Some plots had several varieties. The number of trees to
sample in each plot depended on plot sizes and the number of
varieties cultivated.
Previous to pruning, the following data were determined:
- Plantation Data: Variety, rootstock, age of the plantation,
fruit yield, irrigation or no irrigation, year of the last pruning
and aim of the pruning
- Tree Data: Trunk diameter, diameter of crown, distance
from soil to crown, and height of the tree.
After pruning, bundles of the residual materials were
weighed by means of a dynamometer.
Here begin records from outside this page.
PR #1146, opened 2023-11-21
Track usage of deprecated `save`

richardm-stripe:
Note: not to be merged until after https://github.com/stripe/stripe-python/pull/1142 so as to minimize merge conflicts. 
## Changelog
* Reports uses of the deprecated `.save` in `X-Stripe-Client-Telemetry`. (You can disable telemetry via `stripe.enable_telemetry = false`, see the [README](https://github.com/stripe/stripe-python/blob/master/README.md#telemetry).)

## Details
The unsatisfying thing about the implementation is how the telemetry header is added at the `http_client` layer of abstraction. I would have liked to change this and moved it to `api_requestor` -- but we are planning to fundamentally upheave api_requestor in the near future anyway, so I chose not to.

I added `_usage` as an optional keyword param to `ApiRequestor.request` and `HttpClient.request_with_retries` (along with streaming analogs, and to internal methods).

## Testing
I modified the existing test case for telemetry (in integration_test.py) to use a method that would trigger "save" usage to be included.

### DIFF
--- a/tests/test_integration.py
+++ b/tests/test_integration.py
@@ -164,8 +164,6 @@ class TestIntegration(object):
 
     def test_passes_client_telemetry_when_enabled(self):
         class MockServerRequestHandler(TestHandler):
-            num_requests = 0
-
             def do_request(self, req_num):
                 if req_num == 0:
                     time.sleep(31 / 1000)  # 31 ms
@@ -174,7 +172,7 @@ class TestIntegration(object):
                     200,
                     {
                         "Content-Type": "application/json; charset=utf-8",
-                        "Request-Id": "req_1",
+                        "Request-Id": "req_%s" % (req_num + 1),
                     },
                     None,
                 ]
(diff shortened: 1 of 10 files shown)


stripe/http_client.py
```diff
@@ -134,21 +134,33 @@ def __init__(
...
+        _usage: Optional[List[str]] = None
     ) -> Tuple[Any, int, Any]:
         return self._request_with_retries_internal(
-            method, url, headers, post_data, is_streaming=True
+            method, url, headers, post_data, is_streaming=True, _usage=_usage
         )
 
     def _request_with_retries_internal(
-        self, method, url, headers, post_data, is_streaming
+        self, method, url, headers, post_data, is_streaming, *, _usage=None
```
anniel-stripe, line 163: We're adding `_usage` as a keyword-only parameter in some places and positional in others - is there a reason for which places have which? Or should we unify on one?

tests/test_integration.py
```diff
@@ -183,11 +181,15 @@ def do_request(self, req_num):
...
-        stripe.Balance.retrieve()
-        stripe.Balance.retrieve()
+        cus = stripe.Customer("cus_xyz")
+        cus.description = "hello"
+        cus.save()
+
+        stripe.Customer.retrieve("cus_xyz")
+        stripe.Customer.retrieve("cus_xyz")
+
+        reqs = MockServerRequestHandler.get_requests(3)
```
anniel-stripe, line 192: Bring back this assertion?
```suggestion
        assert MockServerRequestHandler.num_requests == 3
        
```

anniel-stripe (approved):
Left a couple comments but nothing blocking 👍

stripe/http_client.py
richardm-stripe: The only place it's positional-only I think is `_record_request_metrics` which is private and I think it should be required there.

Everywhere else's, it's a keyword argument and in some places I added the `*` but I kind of wanted to get the `*` thing figured out everywhere and I prepared https://github.com/stripe/stripe-python/pull/1144

tests/test_integration.py
richardm-stripe: It's actually covered by `reqs = MockServerRequestHandler.get_requests(3)` -- this is cleanup I forgot to do when I introduced the test server here: https://github.com/stripe/stripe-python/pull/1145/files#diff-98bfe78f0e8d895dd454b5eef6f6485a80526776ad3b6525a14117029bd1eacbR39

PR #1153, opened 2023-12-07
Move exports for more modules

pakrym-stripe:


tests/test_http_client.py
```diff
@@ -11,10 +11,10 @@
 
 class StripeClientTestCase(object):
     REQUEST_LIBRARIES = [
-        ("urlfetch", "stripe.http_client.urlfetch"),
-        ("requests", "stripe.http_client.requests"),
-        ("pycurl", "stripe.http_client.pycurl"),
-        ("urllib.request", "stripe.http_client.urllibrequest"),
+        ("urlfetch", "stripe._http_client.urlfetch"),
```
pakrym-stripe, line 14: As this and util tests show the change might be breaking if users were patching the sdk internals.

stripe/__init__.py
```diff
@@ -11,12 +11,13 @@
...
-from stripe.api_version import _ApiVersion
+from stripe._api_version import _ApiVersion
 
-from stripe.app_info import AppInfo
-
-if TYPE_CHECKING:
-    from stripe.http_client import HTTPClient
+# We must import the app_info module eagerly before defining the app_info global
+# otherwise the late import will overwrite the global
+import stripe.app_info
```
anniel-stripe, line 18: Wouldn't this overwriting behavior have been true before?

pakrym-stripe: No, because we were importing from app_info before so the app_info modules was already loaded before `app_info = None` line runs.

anniel-stripe (approved):
LGTM!

> oauth_errors is the only module that I kept as is. Types from it conflict with standard error types.
Do we have a plan to make this module private at some point in the future?

PR #1157, opened 2023-12-07
Add missing explicit reexport for `OAuth`, `Webhook`, `WebhookSignature`

andersk:
This is required for mypy to recognize these as exported with [`--no-implicit-reexport`](https://mypy.readthedocs.io/en/stable/command_line.html#cmdoption-mypy-no-implicit-reexport) (implied by `--strict`).


pakrym-stripe (approved):

pakrym-stripe:
Thank you @andersk !

PR #1159, opened 2023-12-07
Fix __getattr__ to raise AttributeError rather than returning None

### LINKED ISSUE #1158: [7.8.0 regression] `stripe.checkout` is `None` after `import stripe`
### Describe the bug

Previously, `import stripe` would cause `stripe.checkout` to be available. But after #1142 in 7.8.0, `stripe.checkout` is defined as `None`.

### To Reproduce

```pycon
>>> import stripe
>>> stripe.checkout.Session
AttributeError: 'NoneType' object has no attribute 'Session'
>>> print(stripe.checkout)
None
```

### Expected behavior

For compatibility, `stripe.checkout` should be available after `import stripe`, like it is after `import stripe.checkout`.

```pycon
>>> import stripe.checkout
>>> print(stripe.checkout)
<module 'stripe.checkout' from '/srv/zulip-py3-venv/lib/python3.8/site-packages/stripe/checkout/__init__.py'>
```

Mass measurement in
the field was carried out with moist materials for each
sampled tree. Five branches of each tree were manually
defoliated and weighed to determine the percentage mass of
leaves and wood. Samples of wood were then put into plastic
containers to measure moisture content and to calculate dry
ligneous biomass of all pruned materials. The moisture
content wet basis was measured for each sampled orchard.
From this value the dry matter was calculated for each tree.
From the distance between the trees (space of plantation) and
the average biomass obtained for each variety in each
orchard, the amount of dry biomass per hectare was estimated. The evolution of the drying process was studied under
two types of conditions: open-air drying at an average

Fig. 1 e Phases of the biomass supply chain analysis.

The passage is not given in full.